Until recently, I’d not talked much about 9/11 to friends or family. Of course it came into my relationships, it’s a constant presence, but I’d never taken the time to deep dive into it. It all somehow felt both deeply private and extremely public at the same time: I wasn’t sure how best to navigate it. I wasn’t born when it happened, I was in my mum’s womb, so my relationship to it and how it makes me feel is constantly evolving.

I think that’s because we were “the 9/11 family” for so long that it basically just became a label. It meant I got attention, and played a role. I didn’t really get to experience the emotional side. In the 20 years that have passed, I think my family have had time to reflect and process what happened. Now, as I get a little older, it feels, finally, that I’m going through that, too.

My dad was on board flight AA11, the first plane which crashed into the Twin Towers on 11 September 2001. I don’t know much about that day from his perspective, but when my mum gave a TED talk, I heard about how she experienced it. Some details stick out, things she said in her talk which have stuck with me.

Babe in arms: father David with Dina’s sister. Photograph: Arrow Pictures

Mum was in the grocery store parking lot when she heard on the radio that a plane had made impact with the World Trade Center. She had just pulled up, the car was still running. Instead of going shopping she decided to drive home again to check my dad’s flight number. It’s a human moment that made the story real.
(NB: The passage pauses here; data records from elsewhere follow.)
PR #1010, opened 2026-08-09
Allow halo catalogues to be expressed as arrays and rebuilt elsewhere

apontzen:
Sharing a halo catalogue between processes currently requires the consumer to reach into pynbody's internals. [tangos does exactly that](https://github.com/pynbody/tangos/blob/master/tangos/parallel_tasks/pynbody_server/shared_object_catalogue.py), reassembling the catalogue, its number mapper and its particle index lists by hand. That ties external code to internals which are free to change, and silently loses anything it does not explicitly handle — the completeness information from #1009 and #1011 being a case in point.

This gives that job an API instead.

## The API

```python
state = h.get_portable_state()          # dict of numpy arrays and python primitives
...                                     # move it: shared memory, pickle, a file
h = pynbody.halo.HaloCatalogue.from_portable_state(state, f)   # a live catalogue on f
```

The consumer needs no knowledge of what any individual array is for. `portable.map_arrays(state, mapper)` walks a state and replaces every array in it, so a task manager can swap them all for shared-memory references without understanding the structure. The worked example lives at the bottom of the parallelism tutorial.

The result is a `PortableHaloCatalogue`, which behaves like any other catalogue but never refers back to the halo finder's files.

## The catalogue does not interpret its collaborators

Rather than the catalogue reaching into the mapper and the index lists — the very coupling this removes from tangos — each describes itself:

- `HaloNumberMapper.get_portable_state` / `from_portable_state`. The base implementation stores the halo numbers in index order, so an unknown or third-party mapper still transfers correctly; the built-in mappers override it to describe themselves exactly. `MonotonicHaloNumberMapper` names its class explicitly rather than via `type(self)`, so a subclass which does not override the method is rebuilt as the class whose description was actually stored.
- `HaloParticleIndices.get_portable_state` / `from_portable_state`, carrying the index list, the boundaries and `num_missing_particles` when present.

## What travels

I could put myself in her shoes.

I also learned in her talk that my dad was sitting next to one of the terrorists on the aeroplane. Again, it’s a deal that suddenly made everything feel real.

There was a message to her talk, too, a mantra which has really shaped me: our experiences and what we do with them shape who we are.

In the aftermath of 9/11, Mum received so much love and support from friends, family, neighbours and the entire country. She took a step back, and looked across the world: over in Afghanistan, she saw how many widows just like her were being treated so badly and felt sickened. Women who had lost their husbands were treated like they were worthless. At first, Mum wanted to try and help just one woman in a situation like hers; she started small.

I’m so proud that from her pain, Mum decided to show kindness to others. When so much of the United States was filled with hatred – war, bigotry and violence – she was full of love. Today she runs a non-profit called Beyond the Eleventh, supporting Afghan widows trying to build lives after their husbands have passed. We do fundraisers and events, and a charity bike ride from Ground Zero to our home in Boston. I did the ride in my senior year of high school, and I’m doing it again this year – alongside my entire family – to mark 20 years having passed since we lost Dad.

I’m determined to find out more about him from anyone who knew him. I’m gathering up his memories and stories, which I can keep and pass down in the future, so I know he’ll always live on.

Children of 9/11: Our Story is on Channel 4 on 16 August at 9pm

  • This article was amended on 16 August 2021 to correct the name of St Andrews Air Force Base to Andrews Air Force Base, also known as Joint Base Andrews.